Records for this task

● ● ●

PR #36, opened 2020-01-30
(WIP) dev/drupal#4 - Exploratory branch using civicrm-setup (5.21)

totten:
When performing installation, use `civicrm-setup` instead of `install/`. This is a more organized/flexible process - and it generates SQL on-demand (instead of requiring pre-generated SQL files).

### DIFF
--- a/composer.json
+++ b/composer.json
@@ -27,7 +27,8 @@
   ],
   "require": {
     "composer/installers": "^1.0",
-    "civicrm/civicrm-core" : ">=5.4.0"
+    "civicrm/civicrm-core" : ">=5.4.0",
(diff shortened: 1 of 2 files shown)


composer.json
```diff
@@ -27,7 +27,8 @@
   ],
   "require": {
     "composer/installers": "^1.0",
-    "civicrm/civicrm-core" : ">=5.4.0"
+    "civicrm/civicrm-core" : ">=5.4.0",
+    "civicrm/civicrm-setup" : "~0.4.1"
```
seamuslee001, line 31: @totten I'm guessing this will need to be updated now

totten:
I believe this was previously merged via #37.

PR #37, opened 2020-01-30
dev/drupal#4 - Switch automatic installation to use the civicrm-setup API

totten:
Overview
---------

In the Civi-D8 module, the CiviCRM installation can be done automatically. (*It doesn't have to be automatic -- one can use `cv core:install` for more advanced installation options. But that's not the main focus of this PR.*)

The automatic installation relies on functionality in core to do the installation. This PR switches from older core functions to newer core functions. In the process, it addresses a structural issue involving SQL schema and `composer`-based sites.

See also:

* https://lab.civicrm.org/dev/core/issues/1615
* https://lab.civicrm.org/dev/drupal/issues/4

Before
-------

* `hook_install` performs an automatic installation by calling `$civicrm_base/install/civicrm.php`.
* `hook_requirements` uses `Civi\Install\Requirements.php` to check pre-install requirements.
* You must have various `*.mysql` files in the `civicrm-core` tree. These files are generated via `GenCode` and are not stored in `civicrm-core.git`. This is a key reason why the `roundearth/civicrm-composer-plugin` (for Civi-D8) downloads an extra copy of the Civi-D7 tarball.

After
-----

* `hook_install` performs an automatic installation by calling the [Setup API](https://github.com/civicrm/civicrm-dev-docs/pull/765/)
* `hook_requirements` uses Setup API to check pre-install requirements.
* SQL schema are generated on the fly - you don't need to have `*.mysql` files.

QA / Testing: Installation
-----------------

The main issue is exploring different installation scenarios. Some of these are covered by automated testing, some aren't. I've tested a considerable number of scenarios during development, and it would be painful for a reviewer to try to do all the same cases, so let me outline the cases I tried (and hopefully a reviewer can direct their energy at the cases I didn't think about).

Consider a QA matrix of different file structures (e.g. `drupal8-clean` or `d8prj-re`) versus activation workflows (e.g. `cv core:install` or `drush en civicrm` or activating via web UI). For each combination, one prepares a new build and spot-checks a few pages in the CiviCRM UI. These are my latest results (circa Feb 26) from testing this branch in each case:

| Workflow                 | (1) `drupal8-clean` | (2) `d8rec-clean` | (3) `d8prj-re` |
| ------------------------ | ------------------- | ----------------- | -------------- |
| (A) Using `cv core:install`    | ok                  | ok                | skip           |
| (B) Using `drush en`     | ok                  | ok                | ok    |
| (C) Using web enable     | ok                  | ok                | ok   |

[...]

PR #38, opened 2020-02-25
dev/drupal#107 - Fix user<=>contact sync used by installation workflow

totten:
Overview
--------

This fixes a bug which primarily manifests for the administrator during a new Civi-D8 installation.

See: https://lab.civicrm.org/dev/drupal/issues/107

Before
------

Two ways to look at this:

(A) __Main symptom__ - After enabling CiviCRM on D8, you navigate to the CiviCRM dashboard and get a weird error like:

> Sorry, due to an error, we are unable to fulfill your request at the moment. You may want to contact your administrator or service provider with more details about what action you were performing
>
> DB Constraint Violation - contact_id should possibly be marked as mandatory for DashboardContact,create API. If so, please raise a bug report.

(B) __Formal description__ - If (for whatever reason) a D8 user is not linked to a Civi contact, then any attempt to work with the active user/contact will fail. (This affects the admin user during installation... but it likely affects *all* users/sessions that exist around the time of installation, and it also likely affects some edge-cases when working with DB snapshots.)

After
-----

(A) __Main symptom__ - After enabling CiviCRM on D8, you can start using CiviCRM. No need to logout/login.

(B) __Formal description__ - If (for whatever reason) a D8 user is not linked to a Civi contact, and if the user tries to use a `civicrm` page, then a contact will be created and linked.

Technical Details
-----------------

This same technique has been active in Civi-D7 for years. (It seems to go back at least as far as the svn=>git migration.)

The code for this technique was present in Civi-D8, but it had some comments indicating that its significance wasn't understood at the time of porting, and it was run at the wrong moment (i.e. *after* the page-execution).

Aside: I've been doing my local testing in hacked-up variant of the [drupal8-clean](https://github.com/civicrm/civicrm-buildkit/tree/master/app/config/drupal8-clean) configuration -- specifically, editing `install.sh` to omit the automated Civi installation and also using #37. However, I believe this would fix the symptom in other configurations.

### DIFF
--- a/src/Controller/CivicrmController.php
+++ b/src/Controller/CivicrmController.php
@@ -69,6 +69,11 @@ class CivicrmController extends ControllerBase {
     // Need to disable the page cache.
     \Drupal::service('page_cache_kill_switch')->trigger();
 
+    // Synchronize the Drupal user with the Contacts database (dev/drupal#107)
+    if (!$this->currentUser()->isAnonymous()) {
+      $this->civicrm->synchronizeUser(User::load($this->currentUser()->id()));
+    }
+
     // @Todo: Enable CiviCRM's CRM_Core_TemporaryErrorScope::useException() and
     // possibly catch exceptions. At the moment, civicrm doesn't allow
     // exceptions to bubble up to Drupal. See CRM-15022.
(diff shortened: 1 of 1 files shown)


demeritcowboy:
* General standards
    * [`r-explain`] __PASS__
      * And I've seen the problem before so know it exists.
    * [`r-user`] __PASS__
    * [`r-doc`] __PASS with comment__
      * For roundearth the docs could now exclude the logout step.
    * [`r-run`] __PASS__
      * Solves the problem.
      * I tested with roundearth because I'm not set up (on windows) for buildkit. It's not a preference thing just..windows.
* Developer standards
    * [`r-tech`] __PASS__
    * [`r-code`] __PASS__
    * [`r-maint`] __PASS__
      * I can't immediately think how to do a test.
    * [`r-test`] __PASS__

mlutfy:
Thanks @totten @demeritcowboy !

● ● ●

What you are asked to do
Only lines of the data holding the word "shown" go in the answer. Please copy each of them.

Answer to the problem
(diff shortened: 1 of 2 files shown)
(diff shortened: 1 of 1 files shown)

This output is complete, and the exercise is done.